Leyla Alp

17 Temmuz 2015

Önce erkekler başlattı

Ölü olmaktansa YAŞAMAK için ‘katil’ olmayı göze alan cesur kadınlar var…

Geçtiğimiz hafta gazeteler “hep kadınlar mı ölecek” diyen Çilem’i yazdı. Çilem üzerinden şiddet tartışması başladı. Hemen her gün üç kadının şiddet görüp öldüğü bir ülkede bir kadın bir adamı öldürdü diye şiddetin ne kadar kötü bir şey olduğu tartışıldı. Garipti… Dün gazetelere düşen başka bir haberle bu tartışma uzayacak gibi görünüyor. Çünkü bu kez de Adana’da bir kadın kendisine eziyet eden kocasını av tüfeğiyle öldürdü…

Herkes şaşkın… Kimse kadınların öldürmesine alışkın değil…

Erkekler Haziran’da 21 kadın öldürdü. Dokuz kadın ve kız çocuğuna tecavüz etti, 18 kadını seks işçiliği yapmaya zorladı, 25 kadını yaraladı, 16 kadın ve kız çocuğunu taciz etti. Ama iki kadının iki erkeği öldürmesi şiddeti tartışılır kılmaya başladı. “Ama onlar da katil”, “şiddetle bir şey çözülmez” , “bunu onaylamak aptallık” gibi başlayıp biten saptama ve değerlendirmelere karşı bir çift lafım var, lafımız var…

Bir; Hiç kimse insanların durup dururken öldürülmesini onaylayıp alkışlamıyor. Farkında mısınız bilmem ama iki kadın da kendilerine şiddet uygulayan erkekleri silahla öldürdü ve bu silahlar erkeklere aitti. Duyarlı ve vicdanlı olmaktan şiddet karşıtlığından bahsedecekseniz ilk sormanız gereken soru “bu erkeklerde bu silahların ne işi vardı?” olmalıydı.

İki; Hemen her gün üç kadın şiddet görürken şiddet sizi rahatsız etmiyordu şimdi iki kadın erkek öldürdü bundan mı rahatsız oldunuz? “Biz kadınların öldürülmesini de onaylamıyorduk ama…” diyecek olanlara cevabım: Yanıtınız aradaki “de” ekinde saklıdır. Onaylamıyordunuz ‘da’ ne yapıyordunuz mesela? “İyi olmuş” dememiş olmanız susmanızdan daha mı değerli? Yan komşunuz dayak yerken, yanı başınızda bir kadın taciz edilirken şiddetin destekçisi ve tüm günahların sebebiydiniz.

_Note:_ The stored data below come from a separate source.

PR #947, opened 2023-06-05
Hw 1 solution

zkolesnyk:


src/main/java/core/basesyntax/Lottery.java
```diff
@@ -0,0 +1,10 @@
+package core.basesyntax;
+
+import java.util.Random;
+
+public class Lottery {
+    public static Ball getRandomBall() {
```
okuzan, line 6: https://mate-academy.github.io/jv-program-common-mistakes/java-core/oop/lottery#dont-use-static-methods-in-your-solution

src/main/java/core/basesyntax/ColorSupplier.java
```diff
@@ -1,7 +1,11 @@
 package core.basesyntax;
 
+import java.util.Random;
+
 public class ColorSupplier {
     public String getRandomColor() {
-        return null;
+        Colors[] colors = Colors.values();
+        int randomNumber = new Random().nextInt(colors.length);
```
okuzan, line 8: same as with random in lottery class

src/main/java/core/basesyntax/Ball.java
```diff
@@ -0,0 +1,35 @@
...
+        number = randomNumber;
+    }
+
+    @Override
+    public String toString() {
+        return "Ball{"
+                + "color='" + color + '\''
+                + ", number=" + number
+                + '}';
+    }
```
okuzan, line 18: not a big issue, but toString is usually places after getters/setters

src/main/java/core/basesyntax/Application.java
```diff
@@ -3,5 +3,8 @@
 public class Application {
     public static void main(String[] args) {
         // create three balls using class Lottery and print information about them in console
```
okuzan, line 5: better to remove comments before committing

okuzan (changes requested):

src/main/java/core/basesyntax/ColorSupplier.java
```diff
@@ -1,7 +1,13 @@
 package core.basesyntax;
 
+import java.util.Random;
+
 public class ColorSupplier {
+    private Random random = new Random();
```
overpathz, line 6: That objects you won't change in the future should be final

src/main/java/core/basesyntax/ColorSupplier.java
```diff
@@ -1,7 +1,13 @@
...
+
     public String getRandomColor() {
-        return null;
+        Color[] colors = Color.values();
```
overpathz, line 9: Instead of calling each time Color.values() to get Color array, you can create:
`public static Color[] colors = Color.values();`

Since enum is just static fields itself, they won't change at runtime during program, so you can use that to avoid unnecessary method calls and variables

src/main/java/core/basesyntax/Lottery.java
```diff
@@ -0,0 +1,14 @@
+package core.basesyntax;
+
+import java.util.Random;
+
+public class Lottery {
+    private static final int MAXIMUM_NUMBER = 100;
+    private Random random = new Random();
+    private ColorSupplier colorSupplier = new ColorSupplier();
```
overpathz, line 8: And make this object final.
Because as random object, it perfoms defined range of tasks (getting a color).
It has not an internal state which you will change. So from this point of view, this object is immutable.

(For instance, Person object can store surname as String. It won't be final, since we can change the surname. In case of colorSupplier, we do not want to do this. Also, final keyword can say java compiler to optimize some things under the hood)

src/main/java/core/basesyntax/Lottery.java
```diff
@@ -0,0 +1,14 @@
...
+
+    public Ball getRandomBall() {
+        int randomNumber = random.nextInt(MAXIMUM_NUMBER);
```
overpathz, line 11: In this place, you store the random number.
But not store the random color and invoke the method right in Ball constructor.
Consider to do all in one style.

overpathz (changes requested):
Much better, keep it up!
Some changes and PR can be approved.

src/main/java/core/basesyntax/ColorSupplier.java
zkolesnyk: Variable 'colors' must be private and have accessor methods @from ide

src/main/java/core/basesyntax/Application.java
Ivan95kos: For the future, better to remove comments before committing

Ivan95kos (approved):
Great job, with minor comments

PR #948, opened 2023-06-06
added new classes and methods

JeniaSan:
added new classes Ball(with fields, get and set methods, and override toString methods) and Lottery(with method getRandomBall) , also added enum Color

### DIFF
--- a/src/main/java/core/basesyntax/Ball.java
+++ b/src/main/java/core/basesyntax/Ball.java
@@ -1,0 +1,37 @@
+
+package core.basesyntax;
+
+public class Ball {
+    private Color color;
+    private int number;
+
+    public Ball() {
+    }
+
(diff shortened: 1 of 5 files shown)


src/main/java/core/basesyntax/Ball.java
```diff
@@ -0,0 +1,26 @@
...
+        return color;
+    }
+
+    public int getNumber() {
+        return number;
+    }
+
+    @Override
+    public String toString() {
+        return "Color: " + getColor() + ", " + "number: " + getNumber();
```
nacenik, line 23: you don't need to use getters here. You can just use class variables directly

nacenik (changes requested):
Great solution! Let's improve it a little bit :)

KseniiaMakarova (approved):

PR #954, opened 2023-06-12
Hw solution

AntonU91:


src/main/java/core/basesyntax/Application.java
```diff
@@ -2,6 +2,8 @@
 
 public class Application {
     public static void main(String[] args) {
-        // create three balls using class Lottery and print information about them in console
+        for (int i = 0; i < 3; i++) {
```
okuzan, line 5: It's better to create a single Lottery instance and reuse it to get the random balls, instead of creating a new instance for each ball.

src/main/java/core/basesyntax/Lottery.java
```diff
@@ -0,0 +1,11 @@
+package core.basesyntax;
+
+import java.util.Random;
+
+public class Lottery {
+    public Ball getRandomBall() {
+        int randomNumber = new Random().nextInt(100);
+        ColorSupplier colorSupplier = new ColorSupplier();
```
okuzan, line 8: Consider creating a single instance of ColorSupplier and reuse it, instead of creating a new instance each time the method is called.

src/main/java/core/basesyntax/Lottery.java
```diff
@@ -0,0 +1,11 @@
+package core.basesyntax;
+
+import java.util.Random;
+
+public class Lottery {
+    public Ball getRandomBall() {
+        int randomNumber = new Random().nextInt(100);
```
okuzan, line 7: Consider creating a single instance of Random and reuse it, instead of creating a new instance each time the method is called.

okuzan, line 7: 100 should be class constant, don't forget CONSTANT_CASE, access modifier

src/main/java/core/basesyntax/ColorSupplier.java
```diff
@@ -1,7 +1,11 @@
 package core.basesyntax;
 
+import java.util.Random;
+
 public class ColorSupplier {
     public String getRandomColor() {
-        return null;
+
```
okuzan, line 7: delete the line

src/main/java/core/basesyntax/ColorSupplier.java
```diff
@@ -1,7 +1,11 @@
...
+        int value = new Random().nextInt(Color.values().length);
```
okuzan, line 8: same for Random in this class - create a class field and reuse it

okuzan (changes requested):

PR #2013, opened 2020-10-26
Feature/fix icon performance

### LINKED ISSUE #1995: Storybook is very slow - especially in a local environment
## Current Behavior

Working locally is a pain. Reloading the page takes forever, and when opening the icon component story everything freezes
## Expected Behavior
The page should reload fast and the icons story should not freeze anymore.

## Steps to Reproduce

1. Reload page when working locally
or
1. Open icons story

## Possible Solution

Adjust how icons are displayed/loaded?

raphaellueckl:
Fixes #1995

# Merge Checklist:
- [x] Tests are sufficient.

### DIFF
--- a/src/components/00-materials/story.js
+++ b/src/components/00-materials/story.js
@@ -92,7 +92,7 @@ export const IconsAndImages = () => {
     });
 
     renderAreaIcons.innerHTML = filteredIcons
-      .map(i => mapToIconItem(i, 'materials__single-icon'))
+      .map(i => mapToIconItem(i))
       .join('');
 
     iconHeader.innerHTML =
@@ -132,13 +132,7 @@ export const IconsAndImages = () => {
       assetsToRender += 50;
 
       for (let i = iconsLoadedAlready; i < assetsToRender; ++i) {
-        iconGroup.appendChild(
-          mapToIconItemNode(
-            icons[i],
-            'image-container',
-            'materials__single-icon'
-          )
-        );
+        iconGroup.appendChild(mapToIconItemNode(icons[i], 'image-container'));
       }
       for (let i = iconsLoadedAlready / 2; i < assetsToRender / 2; ++i) {
         imageGroup.appendChild(
@@ -172,10 +166,6 @@ export const IconsAndImages = () => {
       .materials__asset-group {
         display: flex;
         flex-wrap: wrap;
-      }
-
-      .materials__single-icon {
-
       }
 
       .materials__single-image > svg {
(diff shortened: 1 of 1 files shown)


danyball (changes requested):
Pls remove `Overwrite Colors:` button - users can change that via Knobs. Other change LGTM.

01231 (changes requested):
Would suggest that icons and images start at the same level:
Screenshot 2020-10-28 at 08 39 37

Name should be fully visible on hover. Otherwise the user can't use the icon because he doesn't knows the name.
Screenshot 2020-10-28 at 08 40 54

01231 (changes requested):
Icons column is 260px wide and images column 276px. I would expect, that both columns use equal space.

Screenshot 2020-10-28 at 08 55 23

-------------------------

Screenshot 2020-10-28 at 08 55 31

src/components/00-materials/story.js
```diff
@@ -194,8 +264,15 @@ export const IconsAndImages = () => {
...
 
-      .item-name {
+      .materials__asset-name {
         margin-left: 5px;
+        margin-right: 10px;
+        width: 210px;
+      }
+
+      .materials__asset-name > p {
+        text-overflow: ellipsis;
```
danyball, line 267: The only purpose for the story is to show the name of the icons in my opinion :). I would never ellippsis them. So that developers can copy-paste the names.

We have enough space on the right. Maybe just not set a width to this row (at line 270)

src/components/00-materials/story.js
```diff
@@ -194,8 +264,15 @@ export const IconsAndImages = () => {
         margin: 20px 0;
       }
 
-      .item-name {
+      .materials__asset-name {
         margin-left: 5px;
+        margin-right: 10px;
+        width: 210px;
```
danyball: We have enough space on the right. Maybe just not set a width to this row (at line 270)

danyball (changes requested):

src/components/00-materials/story.js
raphaellueckl: But what if google decides to do this?

`super-duper-ultra-long-and-weird-svg-name-that-does-take-a-lot-of-space.svg`?

There are some super long names and I think, with autocomplete people could still find the icon when they import. The only other solution I see here is to increase the width of the text.

src/components/00-materials/story.js
raphaellueckl: Yeah, this is a good idea I think

src/components/00-materials/story.js
raphaellueckl: I made a compromise: Increased the max-width of the text significantly.

danyball (dismissed):

01231 (changes requested):
Please set "Note: ..." on a new line like it is on dev.
Is:
Screenshot 2020-10-28 at 15 14 13

Should:
Screenshot 2020-10-28 at 15 12 14

01231 (approved):
LGTM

Şiddetin olmadığı bir dünya hayali sadece sizin tekelinizde değil. Ama eğer gerçekten böyle bir dünya istiyorsanız bunun için çaba harcamakla başlayabilirsiniz.

Devletin, yasaların, güvenlik güçlerinin, akrabaların, komşuların kadınları korumadığı yerde kadınlar kendilerini korumayı er ya da geç öğreneceklerdi ve öğreniyorlar… Orman kanunlarına geri döndüğümüz gibi bir kaygınız ve korkunuz olabilir ki bence de korkun çünkü biz korkuyoruz… Hem de yıllardır…

Yürümeyi konuşmayı öğrenir öğrenmez bize tanımadığınız insanlarla konuşmamayı, onlardan bir şey almamayı ve özellikle ‘kucaklarına’ oturmamayı tembihledi annelerimiz.

Hava karardığında iki kat yürümek pahasına özellikle aydınlık ve kalabalık yollardan yürümeyi öğrendik biz.

Apartman kapısını açarken sağa sola bakınmayı arkamızda kimse var mı diye kollamayı görev edindik.

Taksiye binerken plakasını en yakın arkadaşımıza mesaj atmayı zorunlu hale getirdik.

Bu ülkede kadınların önemli bir kısmı gece evine sağ salim varıp kapıyı açabildiği için, tacize, tecavüze uğramadığı ve en önemlisi nefes alabildiği için dua ediyor…

Evet artık kadınlar- da erkekleri öldürüyor… Evet kötü… Evet kimse kimseyi öldürmesin. Evet bu bir cinnet hali… Ama bizi siz delirttiniz…

12 yaşında kız çocuğuna mahkeme “rızası var”  kararı verildiğinde umudu kestik biz…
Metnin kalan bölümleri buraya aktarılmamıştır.